Issue #1416, opened 2020-03-11
windows build: lock to a specific golang version


iameli:
Currently, we just use whatever the latest version is that's provided by `pacman`. The Linux and Mac builds both pin to a specific golang version. We should do this in Windows as well, for consistency.

This needs to be adjusted in `./windows-bulid.ps1`.

iameli:
If I remember right, all that's necessary for this is to find the actual file downloaded by Pacman and then point it at that specific archive instead.

PR #1462, opened 2020-04-22
fix missing DLL in Windows build; add self-checks

iameli:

----

**Assigned task**
Set down each line exactly as it appears in the data.

**Your solution**
Issue #1416, opened 2020-03-11
windows build: lock to a specific golang version


iameli:
Currently, we just use whatever the latest version is that's provided by `pacman`. The Linux and Mac builds both pin to a specific golang version. We should do this in Windows as well, for consistency.

This needs to be adjusted in `./windows-bulid.ps1`.

iameli:
If I remember right, all that's necessary for this is to find the actual file downloaded by Pacman and then point it at that specific archive instead.

PR #1462, opened 2020-04-22
fix missing DLL in Windows build; add self-checks

iameli:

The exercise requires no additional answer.